───── Record excerpts ─────
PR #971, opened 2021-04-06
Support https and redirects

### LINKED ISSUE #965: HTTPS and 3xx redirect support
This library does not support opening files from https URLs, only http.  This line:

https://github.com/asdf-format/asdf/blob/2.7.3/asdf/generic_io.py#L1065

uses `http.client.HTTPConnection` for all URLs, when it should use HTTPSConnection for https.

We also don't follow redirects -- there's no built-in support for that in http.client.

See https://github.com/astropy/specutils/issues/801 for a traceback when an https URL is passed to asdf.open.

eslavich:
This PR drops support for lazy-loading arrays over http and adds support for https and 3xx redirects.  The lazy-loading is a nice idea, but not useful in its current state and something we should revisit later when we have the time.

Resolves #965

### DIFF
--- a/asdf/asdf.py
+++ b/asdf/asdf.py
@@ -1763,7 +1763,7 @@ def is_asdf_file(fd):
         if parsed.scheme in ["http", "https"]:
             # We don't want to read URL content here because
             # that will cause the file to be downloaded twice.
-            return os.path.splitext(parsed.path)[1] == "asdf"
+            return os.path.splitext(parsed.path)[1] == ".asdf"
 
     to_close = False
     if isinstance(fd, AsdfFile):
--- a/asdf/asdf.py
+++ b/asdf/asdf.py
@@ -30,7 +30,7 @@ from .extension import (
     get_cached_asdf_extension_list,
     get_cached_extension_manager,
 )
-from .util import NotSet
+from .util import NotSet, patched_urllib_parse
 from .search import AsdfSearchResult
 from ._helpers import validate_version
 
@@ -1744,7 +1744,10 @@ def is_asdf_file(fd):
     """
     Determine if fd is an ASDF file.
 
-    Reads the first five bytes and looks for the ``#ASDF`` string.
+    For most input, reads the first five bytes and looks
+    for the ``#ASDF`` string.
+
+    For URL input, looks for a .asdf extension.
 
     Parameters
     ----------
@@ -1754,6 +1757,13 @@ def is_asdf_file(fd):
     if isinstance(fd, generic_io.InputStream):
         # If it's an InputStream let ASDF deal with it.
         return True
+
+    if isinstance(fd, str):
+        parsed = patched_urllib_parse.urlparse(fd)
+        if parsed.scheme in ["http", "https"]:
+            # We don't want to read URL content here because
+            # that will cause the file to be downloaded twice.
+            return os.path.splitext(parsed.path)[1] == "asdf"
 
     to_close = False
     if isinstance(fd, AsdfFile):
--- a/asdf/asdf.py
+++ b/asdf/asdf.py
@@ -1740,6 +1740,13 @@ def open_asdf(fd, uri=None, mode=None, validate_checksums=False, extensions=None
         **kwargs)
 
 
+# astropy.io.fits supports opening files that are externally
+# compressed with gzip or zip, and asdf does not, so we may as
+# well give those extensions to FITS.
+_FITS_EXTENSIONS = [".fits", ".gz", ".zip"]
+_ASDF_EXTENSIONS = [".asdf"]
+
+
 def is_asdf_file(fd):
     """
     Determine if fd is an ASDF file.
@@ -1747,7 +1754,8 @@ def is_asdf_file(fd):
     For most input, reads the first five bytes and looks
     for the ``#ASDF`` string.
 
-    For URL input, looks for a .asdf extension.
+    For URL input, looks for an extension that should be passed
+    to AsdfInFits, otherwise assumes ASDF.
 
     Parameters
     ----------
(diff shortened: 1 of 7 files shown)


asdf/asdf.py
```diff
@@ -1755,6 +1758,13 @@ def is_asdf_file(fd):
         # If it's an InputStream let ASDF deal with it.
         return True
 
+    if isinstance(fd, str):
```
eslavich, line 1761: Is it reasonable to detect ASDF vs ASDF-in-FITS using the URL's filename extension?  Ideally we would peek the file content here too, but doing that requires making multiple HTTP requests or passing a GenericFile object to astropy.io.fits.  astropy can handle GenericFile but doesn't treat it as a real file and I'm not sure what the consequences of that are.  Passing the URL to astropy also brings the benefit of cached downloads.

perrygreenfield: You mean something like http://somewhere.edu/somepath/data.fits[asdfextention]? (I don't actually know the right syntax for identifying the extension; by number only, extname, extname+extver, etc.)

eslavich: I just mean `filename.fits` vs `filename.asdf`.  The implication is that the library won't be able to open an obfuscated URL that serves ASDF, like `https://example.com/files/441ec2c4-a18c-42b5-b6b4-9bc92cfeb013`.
─────
About this exercise - Set down the entries again, exactly as they stand above.

Solved exercise -
PR #971, opened 2021-04-06
Support https and redirects

### LINKED ISSUE #965: HTTPS and 3xx redirect support
This library does not support opening files from https URLs, only http.  This line:

https://github.com/asdf-format/asdf/blob/2.7.3/asdf/generic_io.py#L1065

uses `http.client.HTTPConnection` for all URLs, when it should use HTTPSConnection for https.

We also don't follow redirects -- there's no built-in support for that in http.client.

See https://github.com/astropy/specutils/issues/801 for a traceback when an https URL is passed to asdf.open.

eslavich:
This PR drops support for lazy-loading arrays over http and adds support for https and 3xx redirects.  The lazy-loading is a nice idea, but not useful in its current state and something we should revisit later when we have the time.

Resolves #965

### DIFF
--- a/asdf/asdf.py
+++ b/asdf/asdf.py
@@ -1763,7 +1763,7 @@ def is_asdf_file(fd):
         if parsed.scheme in ["http", "https"]:
             # We don't want to read URL content here because
             # that will cause the file to be downloaded twice.
-            return os.path.splitext(parsed.path)[1] == "asdf"
+            return os.path.splitext(parsed.path)[1] == ".asdf"
 
     to_close = False
     if isinstance(fd, AsdfFile):
--- a/asdf/asdf.py
+++ b/asdf/asdf.py
@@ -30,7 +30,7 @@ from .extension import (
     get_cached_asdf_extension_list,
     get_cached_extension_manager,
 )
-from .util import NotSet
+from .util import NotSet, patched_urllib_parse
 from .search import AsdfSearchResult
 from ._helpers import validate_version
 
@@ -1744,7 +1744,10 @@ def is_asdf_file(fd):
     """
     Determine if fd is an ASDF file.
 
-    Reads the first five bytes and looks for the ``#ASDF`` string.
+    For most input, reads the first five bytes and looks
+    for the ``#ASDF`` string.
+
+    For URL input, looks for a .asdf extension.
 
     Parameters
     ----------
@@ -1754,6 +1757,13 @@ def is_asdf_file(fd):
     if isinstance(fd, generic_io.InputStream):
         # If it's an InputStream let ASDF deal with it.
         return True
+
+    if isinstance(fd, str):
+        parsed = patched_urllib_parse.urlparse(fd)
+        if parsed.scheme in ["http", "https"]:
+            # We don't want to read URL content here because
+            # that will cause the file to be downloaded twice.
+            return os.path.splitext(parsed.path)[1] == "asdf"
 
     to_close = False
     if isinstance(fd, AsdfFile):
--- a/asdf/asdf.py
+++ b/asdf/asdf.py
@@ -1740,6 +1740,13 @@ def open_asdf(fd, uri=None, mode=None, validate_checksums=False, extensions=None
         **kwargs)
 
 
+# astropy.io.fits supports opening files that are externally
+# compressed with gzip or zip, and asdf does not, so we may as
+# well give those extensions to FITS.
+_FITS_EXTENSIONS = [".fits", ".gz", ".zip"]
+_ASDF_EXTENSIONS = [".asdf"]
+
+
 def is_asdf_file(fd):
     """
     Determine if fd is an ASDF file.
@@ -1747,7 +1754,8 @@ def is_asdf_file(fd):
     For most input, reads the first five bytes and looks
     for the ``#ASDF`` string.
 
-    For URL input, looks for a .asdf extension.
+    For URL input, looks for an extension that should be passed
+    to AsdfInFits, otherwise assumes ASDF.
 
     Parameters
     ----------
(diff shortened: 1 of 7 files shown)


asdf/asdf.py
```diff
@@ -1755,6 +1758,13 @@ def is_asdf_file(fd):
         # If it's an InputStream let ASDF deal with it.
         return True
 
+    if isinstance(fd, str):
```
eslavich, line 1761: Is it reasonable to detect ASDF vs ASDF-in-FITS using the URL's filename extension?  Ideally we would peek the file content here too, but doing that requires making multiple HTTP requests or passing a GenericFile object to astropy.io.fits.  astropy can handle GenericFile but doesn't treat it as a real file and I'm not sure what the consequences of that are.  Passing the URL to astropy also brings the benefit of cached downloads.

perrygreenfield: You mean something like http://somewhere.edu/somepath/data.fits[asdfextention]? (I don't actually know the right syntax for identifying the extension; by number only, extname, extname+extver, etc.)

eslavich: I just mean `filename.fits` vs `filename.asdf`.  The implication is that the library won't be able to open an obfuscated URL that serves ASDF, like `https://example.com/files/441ec2c4-a18c-42b5-b6b4-9bc92cfeb013`.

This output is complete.